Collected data
────────────────────

PR #905, opened 2022-11-04
Image Frames from RBFE

badisa:


tests/test_relative_free_energy.py
```diff
@@ -74,10 +74,10 @@ def run_triple(mol_a, mol_b, core, forcefield, n_frames, protein_path, n_eq_step
     assert vacuum_res.overlap_summary_png is not None
     assert vacuum_res.overlap_detail_png is not None
     assert np.linalg.norm(vacuum_res.all_errs) < 0.1
-    assert len(vacuum_res.frames[0] == n_frames)
-    assert len(vacuum_res.frames[-1] == n_frames)
-    assert len(vacuum_res.boxes[0] == n_frames)
-    assert len(vacuum_res.boxes[-1] == n_frames)
+    assert len(vacuum_res.frames[0]) == n_frames
```
badisa, line 80: I noticed while testing these changes that if `.frames[0]` is not a `np.ndarray` this fails.

timemachine/fe/rbfe.py
```diff
@@ -630,11 +648,22 @@ def run_vacuum(
         n_eq_steps=n_eq_steps,
         n_windows=n_windows,
         steps_per_frame=steps_per_frame,
+        image_traj=image_traj,
```
badisa, line 651: Could probably force this to False all the time, as imaging vacuum frames doesn't do much

timemachine/fe/free_energy.py
```diff
@@ -57,6 +58,39 @@ class SimulationResult:
...
+    assert frames.shape[-1] == 3, "Frame coordinates are not 3D"
+    assert boxes.shape[1:] == (3, 3), "Boxes are not 3x3"
+    assert len(frames) == len(boxes), "Number of frames and boxes don't match"
+
+    hb_potential = next(p for p in initial_state.potentials if isinstance(p, HarmonicBond))
+    group_indices = get_group_indices(get_bond_list(hb_potential))
+    imaged_frames = np.empty_like(frames)
+    for i, frame in enumerate(frames):
+        imaged_coords = model_utils.image_frame(group_indices, frame, boxes[i])
+        imaged_frames[i] = imaged_coords
```
jkausrelay, line 90: nit: imaged_frames[i] = model_utils.image_frame(group_indices, frame, boxes[i])

timemachine/fe/rbfe.py
jkausrelay: still nice to have all legs have the same api

jkausrelay (approved):

badisa:
@proteneer  pointed out offline that this only images, doesn't recenter the system around the ligand. Need to do.

timemachine/fe/rbfe.py
```diff
@@ -605,17 +609,31 @@ def estimate_relative_free_energy(
     assert len(keep_idxs) <= len(lambda_schedule)
     combined_prefix = get_mol_name(mol_a) + "_" + get_mol_name(mol_b) + "_" + prefix
     try:
-        return estimate_free_energy_given_initial_states(
+        res = estimate_free_energy_given_initial_states(
             initial_states, protocol, temperature, combined_prefix, keep_idxs
         )
+        if image_traj:
+            for i, idx in enumerate(keep_idxs):
+                res.frames[i] = image_frames(res.initial_states[idx], res.frames[i], res.boxes[i])
```
jkausrelay, line 617: Can you update absolute hydration too: https://github.com/proteneer/timemachine/blob/master/timemachine/fe/absolute_hydration.py#L245 ?

jkausrelay: or move this into estimate_free_energy_given_initial_states

badisa: Moved in https://github.com/proteneer/timemachine/pull/905/commits/afaa10d72ca59511699e7d6bddcf96bc91ff242d

tests/test_fe_utils.py
```diff
@@ -43,6 +43,36 @@ def test_extract_delta_Us_from_U_knk():
...
+def test_image_frame():
+    rng = np.random.default_rng(2022)
+
+    coords = rng.random((90, 3))
+
+    max_dimensions = np.max(coords, axis=0)
+
+    # Add a random buffer to the dimensions of the box
+    box = np.eye(3) * (max_dimensions + rng.random(max_dimensions.shape))
+    group_indices = np.arange(len(coords)).reshape((-1, 3))
```
mcwitt, line 55: nit: idea for strengthening test: group of different sizes, including some empty?

tests/test_relative_free_energy.py
```diff
@@ -183,6 +179,55 @@ def test_steps_per_frames():
         np.testing.assert_array_equal(frame[-1], test_frame[-1])
 
 
+def test_imaging_frames():
+    """Should not be able to run a relative free energy calculation with a single window"""
```
mcwitt, line 183: Is this docstring intended? I don't immediately understand how this relates to the test.

badisa: Nope, copy pasta

tests/test_relative_free_energy.py
```diff
@@ -183,6 +179,55 @@ def test_steps_per_frames():
...
+        assert np.any(np.abs(np.max(res.frames[i], axis=(0, 1))) > box_extents + padding) or np.any(
+            np.min(res.frames[i], axis=(0, 1)) < -padding
+        )
+        # Ligand won't be near center of box
+        assert not np.allclose(np.mean(res.frames[i][0][initial_state.ligand_idxs], axis=0), box_center)
+
+        imaged = image_frames(initial_state, res.frames[i], res.boxes[i])
+
+        # Verify that after imaged, coordinates are within padding of the box extents
+        assert np.all(np.abs(np.max(imaged, axis=(0, 1))) <= box_extents + padding) and np.any(
```
mcwitt, line 224: Should the second condition also be `np.all`?

timemachine/fe/absolute_hydration.py
```diff
@@ -219,6 +220,9 @@ def estimate_absolute_free_energy(
     steps_per_frame: int
         The number of steps to take before collecting a frame
 
+    image_traj: bool
+        Images the trajectories returned with the SimulationResult
```
mcwitt, line 224: nit: I think it'd be helpful to briefly describe what imaging means here

badisa: Fixed in [59f52c1](https://github.com/proteneer/timemachine/pull/905/commits/59f52c120f00e9e81a6bcca2b3eecccc36ac75d9)

tests/test_relative_free_energy.py
badisa: Both fixed in [3b58a0b](https://github.com/proteneer/timemachine/pull/905/commits/3b58a0ba366ae6c2d9a7da2446961aa52271ccee)

tests/test_relative_free_energy.py
badisa: Changed in [3b58a0b](https://github.com/proteneer/timemachine/pull/905/commits/3b58a0ba366ae6c2d9a7da2446961aa52271ccee)

tests/test_fe_utils.py
badisa: Strengthened in [3b58a0b](https://github.com/proteneer/timemachine/pull/905/commits/3b58a0ba366ae6c2d9a7da2446961aa52271ccee)

mcwitt (approved):
Nice, LGTM!

proteneer:
overall this looks good but I would add one more sanity check, that imaging doesn't affect the energies, forces, etc. This is because we're directly modifying the stored trajectories now - and we should triple check the energies etc. (they're probably not going to be bitwise identical, but they should be very close), we may use the store frames later in re-weighting experiments etc. so we should bullet-proof this.

proteneer (changes requested):
add a test for energies, forces, du/dp

badisa:
Not getting the precision I would expect (1e-4), particularly `du_dp` is very different. Trying to track down the issue

tests/test_relative_free_energy.py
```diff
@@ -183,6 +180,82 @@ def test_steps_per_frames():
...
+        imaged = image_frames(initial_state, frames, boxes)
+
+        # Verify that after imaged, coordinates are within padding of the box extents
+        assert np.all(np.max(imaged, axis=(0, 1)) <= box_extents + padding) and np.all(
+            np.min(imaged, axis=(0, 1)) >= -padding
+        )
+        # Verify that ligand was centered in the box
+        np.testing.assert_allclose(np.mean(imaged[0][initial_state.ligand_idxs], axis=0), box_center)
+
+        for precision, rtol, atol in [(np.float64, 1e-8, 1e-8), (np.float32, 7e-3, 5e-4)]:
```
badisa, line 231: Surprised by the large relative tolerance `7e-3` here. Specifically it is the Nonbonded potential that fails here with a lower tolerance.

badisa:
> overall this looks good but I would add one more sanity check, that imaging doesn't affect the energies, forces, etc. This is because we're directly modifying the stored trajectories now - and we should triple check the energies etc. (they're probably not going to be bitwise identical, but they should be very close), we may use the store frames later in re-weighting experiments etc. so we should bullet-proof this.

Based on https://github.com/proteneer/timemachine/pull/905#discussion_r1025777531 it seems like as long as the frames are stored in float64 and float64 precision potentials are used for the re-weighting experiments you would be okay. If you preserve the frames in float32, that is no longer true.

maxentile:
> as long as the frames are stored in float64 and float64 precision potentials are used for the re-weighting experiments you would be okay. If you preserve the frames in float32, that is no longer true.

I don't immediately see that reweighting imposes requirements on this PR.

Revisiting an investigation from last year (calling float32 precision potential impls on frames stored in float16, float32, float64 precision) :

image

Although float64 storage would be required to recompute _energies_ ~losslessly, float32 storage is sufficient for reweighting since (1) the energy errors are small (~0.01 kJ/mol) relative to application requirements / other sources of noise, (2) reweighting only needs _energy differences_, which usually can be recomputed ~losslessly on frames stored in float32.

(Also note that we have since accepted a "linear basis function" optimization https://github.com/proteneer/timemachine/pull/685 , which removes the need to store frames at all to recompute energies at new ligand charge or epsilon parameters.)

proteneer:
This is pretty interesting the more I think about it. It's possible that the precision becomes arbitrarily worse as the particles drift further apart.

Consider computing the difference of 2 numbers, x and y:

let x = 0.1234 and y = 0.2345, their difference y-x=0.1111 can be computed to a very high level of precision. Suppose the two particles are bonded to each other (so they move together).

However,  suppose we run MD for a trillion steps, and now:

let x = 20000000.1234 and y = 20000000.2345, their difference should still be 0.1111 but the floating point difference can be very small. In fact, x ~= 20000000 and any precision is lost.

────────────────────

• [HOW TO COMPLETE THIS TASK] Go through the data and show each line that holds "true".

• [RESPONSE]
Based on https://github.com/proteneer/timemachine/pull/905#discussion_r1025777531 it seems like as long as the frames are stored in float64 and float64 precision potentials are used for the re-weighting experiments you would be okay. If you preserve the frames in float32, that is no longer true.
> as long as the frames are stored in float64 and float64 precision potentials are used for the re-weighting experiments you would be okay. If you preserve the frames in float32, that is no longer true.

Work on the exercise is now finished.